== WORK TO BE COMPLETED ==
Your answer must consist solely of the lines from the start of the entries below through the line with "PR #7094, opened 2025-09-14", unchanged.

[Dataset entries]
=====

PR #7089, opened 2025-09-11
fix(EMI-2813): update me mutation phone number display format and region code

rquartararo:
https://artsyproduct.atlassian.net/browse/EMI-2813

- Fixes the user profile update mutation so that when a user provides their phone number with the rich phone input that contains a country code (like "ca" for Canada), the system now returns the correct region code (not "us").
- Added a `phoneNumberParced` field for saved addresses containing parsed phone number information, allowing us to query `display` phone number format for a users saved addresses.

### DIFF
--- a/src/schema/v2/me/userAddress/userAddress.ts
+++ b/src/schema/v2/me/userAddress/userAddress.ts
@@ -7,6 +7,7 @@ import {
 } from "graphql"
 import { IDFields } from "../../object_identification"
 import { ResolverContext } from "types/graphql"
+import { PhoneNumberType, resolvePhoneNumber } from "../../phoneNumber"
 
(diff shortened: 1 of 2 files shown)


src/schema/v2/me/userAddress/userAddress.ts
```diff
@@ -53,6 +54,15 @@ export const UserAddressType = new GraphQLObjectType<any, ResolverContext>({
       description: "Phone number",
       resolve: ({ phone_number }) => phone_number,
     },
+    phoneNumberParsed: {
```
rquartararo, line 57: @chr-tatu I added this as a separate field so we do not create any breaking changes in force. This will allow us to receive `display` phone numbers and tell if they are valid or not for saved addresses.

PR #7094, opened 2025-09-14
chore: add phoneNumberParsed to stitched user address

rquartararo:
Adds `phoneNumberParsed` to the stitched user address, allowing the client to query if user phone numbers are valid and get their `display` format.

### DIFF
--- a/_schemaV2.graphql
+++ b/_schemaV2.graphql
@@ -25015,6 +25015,9 @@ type UserAddress {
   # Phone number country code
   phoneNumberCountryCode: String
 
+  # Phone number with parsing and validation details
+  phoneNumberParsed: PhoneNumberType
+
   # Postal Code
   postalCode: String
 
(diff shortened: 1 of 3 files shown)


egdbear:
👋 
[question]: not sure I fully get it, why do we need the stitched version/resolver here?

rquartararo:
@egdbear Honestly I'm kinda confused as well. I added `phoneNumberParsed` in https://github.com/artsy/metaphysics/pull/7089, but the graghql schema did not update, which I assumed was due to `USE_UNSTITCHED_USER_ADDRESS=false` and when I added it to the stitched version, it updated. Is there a better way to add a new feild to the user address?

egdbear (approved):
> @egdbear Honestly I'm kinda confused as well. I added `phoneNumberParsed` in #7089, but the graghql schema did not update, which I assumed was due to `USE_UNSTITCHED_USER_ADDRESS=false` and when I added it to the stitched version, it updated. Is there a better way to add a new feild to the user address?

Right! Sounds like everything is working as expected! [This PR](https://github.com/artsy/metaphysics/pull/7065
) should already be merged, and once that’s in, things should work. I don’t want to block this, so as soon as this PR is merged, I’ll go ahead and merge the next one.

PR #7104, opened 2025-09-18
feat: add summaryCheckmarks field to CollectorProfileType

oxaudo:
Thinks this is the best place to put this logic of selecting up to 3 most applicable summary checkmarks for a collector profile and artwork of interest. 

@starsirius - not exactly sure how we'll use it in impulse though as we'll need to make a separate call to MP for this I believe? Maybe we can pair on that part when you get a chance?

### DIFF
--- a/_schemaV2.graphql
+++ b/_schemaV2.graphql
@@ -5365,6 +5365,12 @@ type CollectorProfileType implements Node {
   savedArtworksCount: Int!
   selfReportedPurchases: String
 
+  # Up to three checkmark strings describing the collector in relation to the artwork/partner.
+  summaryCheckmarks(
+    # This can be specified, and is injected in a conversation context for convenience.
+    artworkID: String
+  ): [String]
+
   # An artwork-specific paragraph describing the collector.
   summaryParagraph(
     # This can be specified, and is injected in a conversation context for convenience.
@@ -14147,6 +14153,12 @@ type InquirerCollectorProfile {
   ): String
   savedArtworksCount: Int!
   selfReportedPurchases: String
+
+  # Up to three checkmark strings describing the collector in relation to the artwork/partner.
+  summaryCheckmarks(
+    # This can be specified, and is injected in a conversation context for convenience.
+    artworkID: String
+  ): [String]
 
   # An artwork-specific paragraph describing the collector.
   summaryParagraph(
--- a/src/schema/v2/CollectorProfile/collectorProfile.ts
+++ b/src/schema/v2/CollectorProfile/collectorProfile.ts
@@ -249,6 +249,91 @@ export const CollectorProfileFields: GraphQLFieldConfigMap<
       return paragraph
     },
   },
+  summaryCheckmarks: {
+    type: new GraphQLList(GraphQLString),
+    description:
+      "Up to three checkmark strings describing the collector in relation to the artwork/partner.",
+    args: {
+      artworkID: {
+        type: GraphQLString,
+        description:
+          "This can be specified, and is injected in a conversation context for convenience.",
+      },
+    },
+    resolve: async (
+      { id: collector_profile_id, artworkID },
+      { artworkID: artworkIDFromArgs },
+      { collectorProfileSummaryLoader }
+    ) => {
+      if (!collectorProfileSummaryLoader) {
+        throw new Error("You must be signed in to perform this action.")
+      }
+
+      const { raw_attributes = {} } = await collectorProfileSummaryLoader({
+        artwork_id: artworkIDFromArgs || artworkID,
+        collector_profile_id,
+      })
+
+      const results: string[] = []
+      const checks = [
+        {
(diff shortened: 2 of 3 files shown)


src/schema/v2/CollectorProfile/collectorProfile.ts
```diff
@@ -249,6 +249,91 @@ export const CollectorProfileFields: GraphQLFieldConfigMap<
...
+      let i = 0
+      while (results.length < 3 && i < checks.length) {
+        if (checks[i].flag) {
+          results.push(checks[i].text)
+        }
+        i++
+      }
+
+      // Recent sign up status (last in priority). If not recent => Active user; if recent => New user
+      if (results.length < 3) {
```
oxaudo, line 325: Not sure if this should only be inserted if there is no other checkmarks or if there is less than 3. Need to verify with Cami and Vivi - but either way super small change.

oxaudo: @starsirius - refactored some stuff here to prepend User info in case we have less than 3 attributes returned. So the logic is as specked in Figma after all.

src/schema/v2/CollectorProfile/collectorProfile.ts
```diff
@@ -249,6 +249,90 @@ export const CollectorProfileFields: GraphQLFieldConfigMap<
       return paragraph
     },
   },
+  summaryAttributes: {
+    type: new GraphQLList(GraphQLString),
```
mzikherman, line 253: I wonder if this should be structured more, vs. an array of strings. This almost feels like 'badges' - what if the UI/design changes and instead of this exact string being needed we represent this differently, or the text itself needs to change based on the client, etc.

Maybe an example of this kind of more structured data is artist insights? - https://github.com/artsy/metaphysics/blob/8f6c0a43eb9c87e5c4e7d6a642f8ea9882f7fe60/src/schema/v2/artist/insights.ts#L28

So we'd have a first-class `CollectorProfileInsights` or `CollectorProfileSummary` type that this would be a (non-null) list of?

_schemaV2.graphql
```diff
@@ -5365,6 +5365,12 @@ type CollectorProfileType implements Node {
   savedArtworksCount: Int!
   selfReportedPurchases: String
 
+  # Up to three checkmark strings describing the collector in relation to the artwork/partner.
+  summaryAttributes(
+    # This can be specified, and is injected in a conversation context for convenience.
+    artworkID: String
+  ): [String]
```
starsirius, line 5372: Asked a [question](https://artsy.slack.com/archives/CP9P4KR35/p1758224720311189) re how Impulse as a trusted app accesses MP for multiple upstream APIs (in our case, Exchange and Gravity).

Before we convert all queries to MP, we can start by querying MP for this field specifically. There seems to be a few options:

First one is through conversations, like how CMS queries for summary paragraph:

```graphql
query {
  conversation(id: "123") {
    collectorResume {
      collectorProfile {
        summaryParagraph
      }
    }
  }
}
```

The query comes back to Impulse itself for conversations (which feels a bit weird), and we might need to update Impulse to accept the queries from trusted apps.

Second one is through the root collector profile, and I think it's also doable.

```graphql
query {
  collectorProfile(userID: "abc") {
    summaryParagraph(artworkID: "def")
  }
}
```

I might need to dig deeper but it _seems_ the queries from the [existing Metaphysics client](https://github.com/artsy/impulse/blob/e120c19be41a8c540ae6406082e4b66b7274cab1/app/clients/metaphysics.rb) are _accepted_ by Gravity, even tho the [Xapp-Token was for Exchange](https://github.com/artsy/impulse/blob/e120c19be41a8c540ae6406082e4b66b7274cab1/app/clients/metaphysics.rb#L17). If not, I think we can still update the client to send proper Xapp-Token for Gravity somehow.

src/schema/v2/CollectorProfile/collectorProfile.ts
oxaudo: @mzikherman - very valid. My thinking here was that sounds like we are actively rethinking what/how this info is going to be presented to partners. And for now here is a `paragraph` that essentially the same data but in the 'sentence' form already exists on this 'collector profile type' so I went with the field parallel to the paragraph one and as for now we literally need just 'ordered array of strings' - just returning that. But ultimately - agree - more structured ` CollectorProfileSummary` or even something that specifies that it's `PartnerFacingCollectorProfile` summary probably makes sense. Just not sure we know enough now to figure out that should be included there.

oxaudo: @mzikherman - think it's ok if we go with this simple version for now and figure out more structured data with the next follow up?

mzikherman: Definitely! Might be a nice cleanup when we're ready.

PR #818, opened 2018-10-19
Added tests for samples/object-api-c

jelonanX:


testing/object_api/test_object_api_c.cpp
```diff
@@ -0,0 +1,230 @@
...
+  char *argv[] = { zero, one, two };
+
+  /*
+  ** FIXME object_api will glob sysfs for *perf directory,
+  ** current test_system does not mock glob and will not
+  ** find *perf/ files,
+  ** but this test should run to successful completion
+  ** on hardware, and the fn should return FPGA_OK.
+  */
+  EXPECT_NE(object_api_main(3, argv), FPGA_OK);
```
r-rojo: Shouldn't we duplicate this test case for HW but the assertion would be EXPECT_EQ(main, 0)?

testing/object_api/test_object_api_c.cpp
```diff
@@ -0,0 +1,230 @@
...
+  char *argv[] = { zero, one };
+
+  EXPECT_NE(object_api_main(2, argv), 0);
+}
+
+INSTANTIATE_TEST_CASE_P(object_api_c, object_api_c_p,
+                        ::testing::ValuesIn(test_platform::platforms({"skx-p"})));
+
+
+class object_api_c_mock_p : public ::testing::TestWithParam<std::string> {
```
r-rojo: Is this class exactly the same as the previous fixture? Can we just inherit from the `object_api_c_p` instead?

testing/object_api/test_object_api_c.cpp
```diff
@@ -0,0 +1,230 @@
...
+  char one[20];
+  char two[20];
+  char three[20];
+  strcpy(zero, "object_api");
+  strcpy(one, "-B");
+  strcpy(two, "3");
+
+  char *argv[] = { zero, one, two };
+
+  EXPECT_EQ(parse_args(3, argv), FPGA_OK);
```
tswhison: Can we also verify that the global config struct was populated correctly here?

tswhison:
The coverage is only at 49.3%.  Can we bring it up by adding tests?

ibarraza:
I haven't checked the test cases, but @jelonanX if this only works on hw, do you include tests that only work on hw and does the coverage improve significantly when run on hw?

jelonanX:
Ran tests on MCP and it passed.

tswhison:
@jelonanX I'm sure the coverage numbers were increased.  Any idea what we're looking at now with the combined effect?

jelonanX:
I don't have the exact number. With only mock we are getting just below 50%. My guess is at least 80%. 90%> if we are optimistic. Definitely 100% on functions.

jelonanX:
actual coverage number is 89.7%.

tswhison:
awesome!

southerngs:
`cache` performance counter is not valid for DCP.

PR #822, opened 2018-10-19
Porting fpgainfo to C: fme, port, errors, and temp subcommands

zhangzhang10:
- Replace fpgainfo Python scripts with C implementation, using
Scott Gibbons' code.
- Use the new Obj API where it is applicable.
- Temporarily disable power subcommand. Will add back later.


tools/base/argsfilter/argsfilter.c
```diff
@@ -0,0 +1,199 @@
...
+	} while (0)
+
+int set_properties_from_args(fpga_properties filter, fpga_result *result,
+			     int *argc, char *argv[])
+{
+	// prefix the short options with '-' so that unrecognized options are
+	// ignored
+	const char *short_opts = "-:B:D:F:S:";
+	struct option longopts[] = {
+		{"bus", required_argument, NULL, 'B'},
```
tswhison: Seems like this should also support the PCIe segment portion of the address.

tools/base/fpgainfo/main.c
```diff
@@ -0,0 +1,264 @@
...
+	       "Usage:\n"
+	       "        fpgainfo [-h] [-B <bus>] [-D <device>] "
+	       "[-F <function>] [-S <socket-id>] {");
+	printf("%s", cmd_array[0].command);
+	for (i = 1; i < sizeof(cmd_array) / sizeof(cmd_array[0]); i++) {
+		printf(",%s", cmd_array[i].command);
+	}
+	printf("}\n\n"
+	       "                -h,--help           Print this help\n"
+	       "                -B,--bus            Set target bus number\n"
```
tswhison: PCIe segment?

tools/base/argsfilter/argsfilter.c
r-rojo: As a short and long option or just as a long option?

tools/base/fpgainfo/errors.c
```diff
@@ -0,0 +1,480 @@
...
+				size = PCIE1_ERROR_COUNT;
+				error_string = PCIE1_ERROR;
+			}
+
+			for (j = 0; (j < size) && (NULL != error_string); j++) {
+				if (FPGA_BIT_IS_SET(error_value, j)) {
+					printf("\t %s \n", error_string[j]);
+				}
+			}
+		}
```
r-rojo: Let's think about how we may refactor lines 355-386 (maybe in another PR?)

tools/base/fpgainfo/errors.c
```diff
@@ -0,0 +1,480 @@
...
+			} else if (!strcmp(errinfos[i].name, "First Error")) {
+				size = 0;
+				error_string = NULL;
+			}
+
+			for (j = 0; (j < size) && (NULL != error_string); j++) {
+				if (FPGA_BIT_IS_SET(error_value, j)) {
+					printf("\t %s \n", error_string[j]);
+				}
+			}
```
r-rojo: Same here, let's think about how this can be refactored into a common function (394-418)

tools/base/argsfilter/argsfilter.c
tswhison: Just as a long opt would be sufficient to match the other apps which have it.  Use --segment.

PR #829, opened 2018-10-22
Seperate xfpga errors mock tests and hw tests

jelonanX:


testing/xfpga/test_error_c.cpp
```diff
@@ -92,22 +92,34 @@ class error_c_p
...
-    result = std::system(cmd.c_str());
-    (void) result;
-    return 1;
+    cmd = "rm -rf " + port_sysfspath;
+    goto remove;
   }
   else {return -1;}
+
+remove:
+  result = std::system(cmd.c_str());
```
ibarraza: Can we use an EXPECT_EQ here to check the return value and remove result altogether?

PR #830, opened 2018-10-22
doc: add plugin developer's guide

tswhison:


lzhan55:
This developer's guide looks very good. Could you also add the explanation of the platform data table for users to add new plugins?

tswhison:
@zhangzhang10 Thanks, could you approve [840](https://github.com/OPAE/opae-sdk/pull/830) as well? :)

PR #836, opened 2018-10-23
Seperate umsg tests to run on hw

jelonanX:
*Hugepages must be allocated prior to running the tests. Else, mmap will fail and return FPGA_NO_MEMORY.


ibarraza:
All of the positive test cases (test_umsg_drv_01, test_umsg_drv_04, and test_umsg_08) will fail on DCP and should be moved to a test fixture that is for only MCP.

=====

== RESPONSE ==
PR #7089, opened 2025-09-11
fix(EMI-2813): update me mutation phone number display format and region code

rquartararo:
https://artsyproduct.atlassian.net/browse/EMI-2813

- Fixes the user profile update mutation so that when a user provides their phone number with the rich phone input that contains a country code (like "ca" for Canada), the system now returns the correct region code (not "us").
- Added a `phoneNumberParced` field for saved addresses containing parsed phone number information, allowing us to query `display` phone number format for a users saved addresses.

### DIFF
--- a/src/schema/v2/me/userAddress/userAddress.ts
+++ b/src/schema/v2/me/userAddress/userAddress.ts
@@ -7,6 +7,7 @@ import {
 } from "graphql"
 import { IDFields } from "../../object_identification"
 import { ResolverContext } from "types/graphql"
+import { PhoneNumberType, resolvePhoneNumber } from "../../phoneNumber"
 
(diff shortened: 1 of 2 files shown)


src/schema/v2/me/userAddress/userAddress.ts
```diff
@@ -53,6 +54,15 @@ export const UserAddressType = new GraphQLObjectType<any, ResolverContext>({
       description: "Phone number",
       resolve: ({ phone_number }) => phone_number,
     },
+    phoneNumberParsed: {
```
rquartararo, line 57: @chr-tatu I added this as a separate field so we do not create any breaking changes in force. This will allow us to receive `display` phone numbers and tell if they are valid or not for saved addresses.

PR #7094, opened 2025-09-14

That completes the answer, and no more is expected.